◆ Saved data entries ◆

PR #5019, opened 2017-08-16
{lib}[GCC-5.4.0-2.26] lftp 

robqiao:
{lib}[GCC-5.4.0] lftp config


easybuild/easyconfigs/l/lftp/lftp-4.7.8-GCC-5.4.0-2.26.eb
```diff
@@ -0,0 +1,50 @@
...
+    'http://lftp.yar.ru/ftp/',
+    'http://lftp.yar.ru/ftp/old/',
+]
+
+
+dependencies = [
+    ('GnuTLS', '3.5.14', '', ('GCCcore', '5.4.0')),
+    ('gettext', '0.19.8'),
+    ('Autoconf', '2.69', '', True), 
+    ('libreadline', '7.0', '', ('GCCcore', '5.4.0')),
```
boegel: I think you'll need to stick with `6.3` here, due to other dependencies already using that

There's no need to hard specify which toolchain to use here, `GCCcore/5.4.0` will be considered automatically by EasyBuild v3 if no matching easyconfig using `GCC/5.4.0-2.26` is found

robqiao: @boegel do we have a flag that can update easyconfig file to a new toolchain and correct file name correspondingly?

robqiao:
@boegel plz review this pr?

easybuild/easyconfigs/a/Autotools/Autotools-20170619-GCCcore-6.3.0.eb
```diff
@@ -0,0 +1,35 @@
+##
+# This is a contribution from Phoenix HPC Service, The University of Adelaide, Australia
+# Homepage: https://www.adelaide.edu.au/phoenix/
+#
+# Copyright::   adelaide.edu.au/phoenix
+# Authors::     Robert Qiao <robert.qiao@adelaide.edu.au>, Exe Escobedo <exequiel.sepulvedaescobedo@adelaide.edu.au>
+# License::     GNU GPL-v3.0
```
fgeorgatos: if i recall right, EB under GPLv2 so this is potentially a redistribution issue...

easybuild/easyconfigs/l/lftp/lftp-4.7.8-GCC-5.4.0-2.26.eb
boegel: I think you're looking for `--try-toolchain`?

easybuild/easyconfigs/a/Autotools/Autotools-20170619-GCCcore-6.3.0.eb
boegel: Yes, indeed, we ship `easybuild-easyconfigs` packages under GPLv2.

On the other hand, there's very little creativity involved with composing easyconfig files, so I'm not sure whether this is really an issue...

@robqiao Can you please reconsider either changing the license to something compatible with GPLv2, or simply dropping the license line?

boegel: To clarify: the license you specify here is assumed to be the license for the easyconfig file, not the license for the software it is installing...

robqiao:
@boegel Since lftp-4.7.8-GCC-6.3.0-2.28.eb is now in the repo, I will now close this PR.

boegel:
Thanks for the follow-up @robqiao!

PR #5024, opened 2017-08-16
iompi: OpenMPI dependency must come after icc/ifort

mkbosmans:


boegel:
@mkbosmans Can you clarify why you're making this change? I can't think of a scenario where this is strictly required?

mkbosmans:
In the generated module, for iompi, the OpenMPI module gets loaded before icc and ifort, which fails, because OpenMPI is not available for GCCcore.

boegel:
Thanks for the fix @mkbosmans!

◆ Exercise objective ◆
Could you restate every record word for word?

◆ Output below ◆
PR #5019, opened 2017-08-16
{lib}[GCC-5.4.0-2.26] lftp 

robqiao:
{lib}[GCC-5.4.0] lftp config


easybuild/easyconfigs/l/lftp/lftp-4.7.8-GCC-5.4.0-2.26.eb
```diff
@@ -0,0 +1,50 @@
...
+    'http://lftp.yar.ru/ftp/',
+    'http://lftp.yar.ru/ftp/old/',
+]
+
+
+dependencies = [
+    ('GnuTLS', '3.5.14', '', ('GCCcore', '5.4.0')),
+    ('gettext', '0.19.8'),
+    ('Autoconf', '2.69', '', True), 
+    ('libreadline', '7.0', '', ('GCCcore', '5.4.0')),
```
boegel: I think you'll need to stick with `6.3` here, due to other dependencies already using that

There's no need to hard specify which toolchain to use here, `GCCcore/5.4.0` will be considered automatically by EasyBuild v3 if no matching easyconfig using `GCC/5.4.0-2.26` is found

robqiao: @boegel do we have a flag that can update easyconfig file to a new toolchain and correct file name correspondingly?

robqiao:
@boegel plz review this pr?

easybuild/easyconfigs/a/Autotools/Autotools-20170619-GCCcore-6.3.0.eb
```diff
@@ -0,0 +1,35 @@
+##
+# This is a contribution from Phoenix HPC Service, The University of Adelaide, Australia
+# Homepage: https://www.adelaide.edu.au/phoenix/
+#
+# Copyright::   adelaide.edu.au/phoenix
+# Authors::     Robert Qiao <robert.qiao@adelaide.edu.au>, Exe Escobedo <exequiel.sepulvedaescobedo@adelaide.edu.au>
+# License::     GNU GPL-v3.0
```
fgeorgatos: if i recall right, EB under GPLv2 so this is potentially a redistribution issue...

easybuild/easyconfigs/l/lftp/lftp-4.7.8-GCC-5.4.0-2.26.eb
boegel: I think you're looking for `--try-toolchain`?

easybuild/easyconfigs/a/Autotools/Autotools-20170619-GCCcore-6.3.0.eb
boegel: Yes, indeed, we ship `easybuild-easyconfigs` packages under GPLv2.

On the other hand, there's very little creativity involved with composing easyconfig files, so I'm not sure whether this is really an issue...

@robqiao Can you please reconsider either changing the license to something compatible with GPLv2, or simply dropping the license line?

boegel: To clarify: the license you specify here is assumed to be the license for the easyconfig file, not the license for the software it is installing...

robqiao:
@boegel Since lftp-4.7.8-GCC-6.3.0-2.28.eb is now in the repo, I will now close this PR.

boegel:
Thanks for the follow-up @robqiao!

PR #5024, opened 2017-08-16
iompi: OpenMPI dependency must come after icc/ifort

mkbosmans:


boegel:
@mkbosmans Can you clarify why you're making this change? I can't think of a scenario where this is strictly required?

mkbosmans:
In the generated module, for iompi, the OpenMPI module gets loaded before icc and ifort, which fails, because OpenMPI is not available for GCCcore.

boegel:
Thanks for the fix @mkbosmans!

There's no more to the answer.